— INSTRUCTIONS TO FOLLOW —
Each entry is to be output as written, so that none is missing.

— Records contained in a dataset —
#####

Issue #891, opened 2022-06-08
Enable providing custom jobs data or skipping jobs data in the analysis


KlaasH:
Similar to issue #890, the way we get jobs data for US cities doesn't translate to other countries.  We want to add a parameter whereby we can provide the analysis with a URL to download the jobs data from.  As with #890, the assumption is that the file will have been formatted to match what the analysis expects, so it shouldn't require munging or any changes to the analysis logic beyond the retrieval and extraction steps.  We'll want to get sample files from Rebecca for testing.

Unlike #890, we also want to provide an option, for places where jobs data just isn't available, to omit it altogether.

Issue #890, opened 2022-06-08
Enable providing a custom population file to the analysis


KlaasH:
For non-US cities, the population information the analysis gets from the Census isn't available.  Rebecca has been manually creating population files in a compatible format and overriding the analysis (i.e. by modifying the code and running it locally) to use them.  We want to add a parameter for providing them to the analysis.  It should work similarly to the "OSM extract URL" parameter, where we don't upload the file when submitting the job, we just provide an URL where it can be found (like a public URL for a file on S3).

The intention, at least at this point, is for the input files to already be formatted in the way the analysis expects, i.e. this will change where/how the analysis gets them but not how it processes them.  We'll need to get some sample population files from Rebecca for testing.

PR #897, opened 2022-07-05
Facilitate UI-driven analyses for non-US places (#889) (#890) (#891)

### LINKED ISSUE #614: Support running international jobs

### LINKED ISSUE #889: Enable fetching non-US OSM extracts
- Adjust the analysis parameters to support specifying a country (by ISO alpha-3 country code) rather than a US state.
- Adjust the code that downloads, caches, and extracts the OSM extract to get the appropriate country extract. Some countries have state-level extracts, but hopefully we can get away with just using the whole country.

The rest of the analysis won't necessarily work (like it'll crash looking for jobs data until that task is done) but this should be able to get to the point of having the `neighborhood_ways` and other OSM-derived tables imported and clipped to the boundary.

jacobscarfmerrell:
## Overview

The client needs to be able to run analyses using non-US places. To run a successful analysis for a non-US place, a custom population file and jobs file will need to be provided to the analysis script. An OSM extract may be needed as well if the file cannot be found at the geofabrik URL, which we derive the country's alpha3 code. This PR parameterizes the analysis script to fulfill those needs, then extends those parameters to the UI through the "Run Analysis" button in the Analysis Jobs admin page.

### Demo

Screenshot from 2022-07-05 13-46-20

### Notes

We had to increase the allowable geographic width of a shapefile in detect_utm_zone.

## Testing Instructions

* make sure you have a few hours in which you can let this run
* run `scripts/setup`, `vagrant ssh`, `scripts/server`
* navigate to http://localhost:9301/admin#/admin/neighborhoods/create/
* create a neighborhood for Brussels using this [zip](https://drive.google.com/file/d/1Ge9dvSS9kjWKg5C5sNt18fZuN1NYcxBI/view?usp=sharing)
* navigate to http://localhost:9301/admin#/admin/analysis-jobs/create/
* create an analysis using
  * a link to [this population file](https://drive.google.com/file/d/1rwQtUgfTyBKpBKGhVpKI8_fYLVFA-B-X/view?usp=sharing)
    * this will require downloading the file, uploading it to your s3 bucket, then dropping that link in
    * or you can just use [mine](https://jacob-pfb-storage-us-east-1.s3.amazonaws.com/data/tabblock2010_98_pophu.zip)
  * and a link to [this jobs file](https://drive.google.com/file/d/1EkNW-zrViUGTjIvVHMcTJQDu3aB2hlS1/view?usp=sharing)
    * same as above
    * or you can just use [mine](https://jacob-pfb-storage-us-east-1.s3.amazonaws.com/data/be_od_main_JT00_2017.csv.gz)
  * you don't need to set the OSM extract url for belgium because the analysis can find it on geofabrik but you can!
    * use the [osm extract url from geofabrik](https://download.geofabrik.de/europe/belgium-latest.osm.pbf)
* nearly half a work day later, you should see `Updating job status: COMPLETE Finished analysis` and some scores
* for good measure, navigate to http://localhost:9301/admin#/places//// and click on your neighborhood, then verify that the scores came through (i.e. it's not all 0s)

## Checklist

- [x] Tested without OSM file set
- [x] Tested with OSM file set
- [x] Tested with jobs skipped

Resolves #614, #889, #890, #891


src/analysis/import/import_neighborhood.sh
```diff
@@ -76,58 +83,79 @@ then
...
         elif [ "${AWS_STORAGE_BUCKET_NAME}" ] && aws s3 ls "${S3_PATH}"; then
             echo "Using census blocks file from S3"
             BLOCK_DOWNLOAD="${NB_TEMPDIR}/${NB_BLOCK_FILENAME}.zip"
             aws s3 cp "${S3_PATH}" "${BLOCK_DOWNLOAD}"
         else
+            echo "Using census blocks file from official census site"
             BLOCK_DOWNLOAD="${NB_TEMPDIR}/${NB_BLOCK_FILENAME}.zip"
-            wget -nv -O "${BLOCK_DOWNLOAD}" "http://www2.census.gov/geo/tiger/TIGER2010BLKPOPHU/${NB_BLOCK_FILENAME}.zip"
+            PFB_POP_URL="http://www2.census.gov/geo/tiger/TIGER2010BLKPOPHU/${NB_BLOCK_FILENAME}.zip"
+            wget -nv -O "${BLOCK_DOWNLOAD}" "${PFB_POP_URL}"
```
KlaasH, line 145: For a US town with no population file URL provided, I'm ending up here but it's doing this:
> Using census blocks file from official census site
https://www2.census.gov/geo/tiger/TIGER2010BLKPOPHU/population.zip:
2022-07-22 13:50:50 ERROR 404: Not Found.

So seemingly `NB_STATE_FIPS` isn't set, but I'm not sure why not.

KlaasH (changes requested):
I have more to look at here, but I
- got partway through the code
- tried to run a full Brussels job but it crashed. Abruptly. It might have run out of memory.
- made a tiny boundary for an imaginary town inside the Brussels boundary and ran that. It succeeded :tada: 
- ran an analysis for a small US town and got a crash

KlaasH (commented):
Getting closer to having reviewed all the code, but since I have to pause for a bit, I'm once again submitting what I have so far.

src/analysis/import/import_jobs.sh
```diff
@@ -34,19 +34,53 @@ NB_POSTGRESQL_PASSWORD - Default: gis
...
     chmod -R 775 "${ROOT_TEMPDIR}"
 
-    NB_STATE_ABBREV="${1}"
-    NB_DATA_TYPE="${2:-main}"    # Either 'main' or 'aux'
-
-    NB_JOB_FILENAME="${NB_STATE_ABBREV}_od_${NB_DATA_TYPE}_JT00_2018.csv"
+    PFB_COUNTRY="${1}"
+    PFB_STATE="${2}"
+    if [ -n "${PFB_JOB_URL}" ]; then
+        NB_JOB_FILENAME=$(basename "${PFB_JOB_URL}")
```
KlaasH, line 79: If `PFB_JOB_URL` is already set, we should be downloading the file from that URL.  This is using the URL to get the filename, then looking for the filename in the `/data/` directory of the configured storage bucket.  But we're asking for a whole URL, not just a filename, so it doesn't make sense to reconfigure it like that.  At best it will happen to match, but generally (like if Rebecca is using a file in a bucket she made, or if I'm using a file in your bucket) the file won't be found at the new S3 path.

Also, currently `basename "https://jacob-pfb-storage-us-east-1.s3.amazonaws.com/data/be_od_main_JT00_2017.csv.gz"` returns `be_od_main_JT00_2017.csv.gz`, then we add another `.gz` below when we set `S3_PATH`.  It looks like we could add an argument to get this to also strip the `.gz` extension if it's there:
```suggestion
        NB_JOB_FILENAME=$(basename "${PFB_JOB_URL}" .gz)
```

I guess we do need to parse out the filename, since we need to point the psql `\copy` command at it further down, but I think it probably doesn't make sense to treat it as meaningful the way we do for the US files.

KlaasH (changes requested):
I've successfully run small and medium-sized jobs in Belgium now, and my "a town in the US still works fine" test also succeeded.  Except actually by "successfully ran" I mean they finished and showed results, but for the Brussels ones I noticed the job scores were zero, which turns out to because the jobs import isn't finding the file I tried to point it at.

KlaasH (approved):
:+1: I think this is good!  I'm getting results that look good for Brussels with or without jobs, and the US results seem to still be working fine.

#####

— COMPLETED EXERCISE —
Issue #891, opened 2022-06-08
Enable providing custom jobs data or skipping jobs data in the analysis


KlaasH:
Similar to issue #890, the way we get jobs data for US cities doesn't translate to other countries.  We want to add a parameter whereby we can provide the analysis with a URL to download the jobs data from.  As with #890, the assumption is that the file will have been formatted to match what the analysis expects, so it shouldn't require munging or any changes to the analysis logic beyond the retrieval and extraction steps.  We'll want to get sample files from Rebecca for testing.

Unlike #890, we also want to provide an option, for places where jobs data just isn't available, to omit it altogether.

Issue #890, opened 2022-06-08
Enable providing a custom population file to the analysis


KlaasH:
For non-US cities, the population information the analysis gets from the Census isn't available.  Rebecca has been manually creating population files in a compatible format and overriding the analysis (i.e. by modifying the code and running it locally) to use them.  We want to add a parameter for providing them to the analysis.  It should work similarly to the "OSM extract URL" parameter, where we don't upload the file when submitting the job, we just provide an URL where it can be found (like a public URL for a file on S3).

The intention, at least at this point, is for the input files to already be formatted in the way the analysis expects, i.e. this will change where/how the analysis gets them but not how it processes them.  We'll need to get some sample population files from Rebecca for testing.

PR #897, opened 2022-07-05
Facilitate UI-driven analyses for non-US places (#889) (#890) (#891)

### LINKED ISSUE #614: Support running international jobs

### LINKED ISSUE #889: Enable fetching non-US OSM extracts
- Adjust the analysis parameters to support specifying a country (by ISO alpha-3 country code) rather than a US state.
- Adjust the code that downloads, caches, and extracts the OSM extract to get the appropriate country extract. Some countries have state-level extracts, but hopefully we can get away with just using the whole country.

The rest of the analysis won't necessarily work (like it'll crash looking for jobs data until that task is done) but this should be able to get to the point of having the `neighborhood_ways` and other OSM-derived tables imported and clipped to the boundary.

jacobscarfmerrell:
## Overview

The client needs to be able to run analyses using non-US places. To run a successful analysis for a non-US place, a custom population file and jobs file will need to be provided to the analysis script. An OSM extract may be needed as well if the file cannot be found at the geofabrik URL, which we derive the country's alpha3 code. This PR parameterizes the analysis script to fulfill those needs, then extends those parameters to the UI through the "Run Analysis" button in the Analysis Jobs admin page.

### Demo

Screenshot from 2022-07-05 13-46-20

### Notes

We had to increase the allowable geographic width of a shapefile in detect_utm_zone.

## Testing Instructions

* make sure you have a few hours in which you can let this run
* run `scripts/setup`, `vagrant ssh`, `scripts/server`
* navigate to http://localhost:9301/admin#/admin/neighborhoods/create/
* create a neighborhood for Brussels using this [zip](https://drive.google.com/file/d/1Ge9dvSS9kjWKg5C5sNt18fZuN1NYcxBI/view?usp=sharing)
* navigate to http://localhost:9301/admin#/admin/analysis-jobs/create/
* create an analysis using
  * a link to [this population file](https://drive.google.com/file/d/1rwQtUgfTyBKpBKGhVpKI8_fYLVFA-B-X/view?usp=sharing)
    * this will require downloading the file, uploading it to your s3 bucket, then dropping that link in
    * or you can just use [mine](https://jacob-pfb-storage-us-east-1.s3.amazonaws.com/data/tabblock2010_98_pophu.zip)
  * and a link to [this jobs file](https://drive.google.com/file/d/1EkNW-zrViUGTjIvVHMcTJQDu3aB2hlS1/view?usp=sharing)
    * same as above
    * or you can just use [mine](https://jacob-pfb-storage-us-east-1.s3.amazonaws.com/data/be_od_main_JT00_2017.csv.gz)
  * you don't need to set the OSM extract url for belgium because the analysis can find it on geofabrik but you can!
    * use the [osm extract url from geofabrik](https://download.geofabrik.de/europe/belgium-latest.osm.pbf)
* nearly half a work day later, you should see `Updating job status: COMPLETE Finished analysis` and some scores
* for good measure, navigate to http://localhost:9301/admin#/places//// and click on your neighborhood, then verify that the scores came through (i.e. it's not all 0s)

## Checklist

- [x] Tested without OSM file set
- [x] Tested with OSM file set
- [x] Tested with jobs skipped

Resolves #614, #889, #890, #891


src/analysis/import/import_neighborhood.sh
```diff
@@ -76,58 +83,79 @@ then
...
         elif [ "${AWS_STORAGE_BUCKET_NAME}" ] && aws s3 ls "${S3_PATH}"; then
             echo "Using census blocks file from S3"
             BLOCK_DOWNLOAD="${NB_TEMPDIR}/${NB_BLOCK_FILENAME}.zip"
             aws s3 cp "${S3_PATH}" "${BLOCK_DOWNLOAD}"
         else
+            echo "Using census blocks file from official census site"
             BLOCK_DOWNLOAD="${NB_TEMPDIR}/${NB_BLOCK_FILENAME}.zip"
-            wget -nv -O "${BLOCK_DOWNLOAD}" "http://www2.census.gov/geo/tiger/TIGER2010BLKPOPHU/${NB_BLOCK_FILENAME}.zip"
+            PFB_POP_URL="http://www2.census.gov/geo/tiger/TIGER2010BLKPOPHU/${NB_BLOCK_FILENAME}.zip"
+            wget -nv -O "${BLOCK_DOWNLOAD}" "${PFB_POP_URL}"
```
KlaasH, line 145: For a US town with no population file URL provided, I'm ending up here but it's doing this:
> Using census blocks file from official census site
https://www2.census.gov/geo/tiger/TIGER2010BLKPOPHU/population.zip:
2022-07-22 13:50:50 ERROR 404: Not Found.

So seemingly `NB_STATE_FIPS` isn't set, but I'm not sure why not.

KlaasH (changes requested):
I have more to look at here, but I
- got partway through the code
- tried to run a full Brussels job but it crashed. Abruptly. It might have run out of memory.
- made a tiny boundary for an imaginary town inside the Brussels boundary and ran that. It succeeded :tada: 
- ran an analysis for a small US town and got a crash

KlaasH (commented):
Getting closer to having reviewed all the code, but since I have to pause for a bit, I'm once again submitting what I have so far.

src/analysis/import/import_jobs.sh
```diff
@@ -34,19 +34,53 @@ NB_POSTGRESQL_PASSWORD - Default: gis
...
     chmod -R 775 "${ROOT_TEMPDIR}"
 
-    NB_STATE_ABBREV="${1}"
-    NB_DATA_TYPE="${2:-main}"    # Either 'main' or 'aux'
-
-    NB_JOB_FILENAME="${NB_STATE_ABBREV}_od_${NB_DATA_TYPE}_JT00_2018.csv"
+    PFB_COUNTRY="${1}"
+    PFB_STATE="${2}"
+    if [ -n "${PFB_JOB_URL}" ]; then
+        NB_JOB_FILENAME=$(basename "${PFB_JOB_URL}")
```
KlaasH, line 79: If `PFB_JOB_URL` is already set, we should be downloading the file from that URL.  This is using the URL to get the filename, then looking for the filename in the `/data/` directory of the configured storage bucket.  But we're asking for a whole URL, not just a filename, so it doesn't make sense to reconfigure it like that.  At best it will happen to match, but generally (like if Rebecca is using a file in a bucket she made, or if I'm using a file in your bucket) the file won't be found at the new S3 path.

Also, currently `basename "https://jacob-pfb-storage-us-east-1.s3.amazonaws.com/data/be_od_main_JT00_2017.csv.gz"` returns `be_od_main_JT00_2017.csv.gz`, then we add another `.gz` below when we set `S3_PATH`.  It looks like we could add an argument to get this to also strip the `.gz` extension if it's there:
```suggestion
        NB_JOB_FILENAME=$(basename "${PFB_JOB_URL}" .gz)
```

I guess we do need to parse out the filename, since we need to point the psql `\copy` command at it further down, but I think it probably doesn't make sense to treat it as meaningful the way we do for the US files.

KlaasH (changes requested):
I've successfully run small and medium-sized jobs in Belgium now, and my "a town in the US still works fine" test also succeeded.  Except actually by "successfully ran" I mean they finished and showed results, but for the Brussels ones I noticed the job scores were zero, which turns out to because the jobs import isn't finding the file I tried to point it at.

KlaasH (approved):
:+1: I think this is good!  I'm getting results that look good for Brussels with or without jobs, and the US results seem to still be working fine.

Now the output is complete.